» **What the task asks**
Looking through the data below, work out how many lines have the word "state". Reply with that number only.

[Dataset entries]
◆ ◆ ◆ ◆ ◆ ◆ ◆

PR #197, opened 2024-03-28
refactor: remove system state

gregdhill:
Make it easier for downstream consumers, state only makes sense for tbtc


nakul1010 (approved):
Fix CI other than that LGTM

◆ ◆ ◆ ◆ ◆ ◆ ◆

» **Solved exercise**
2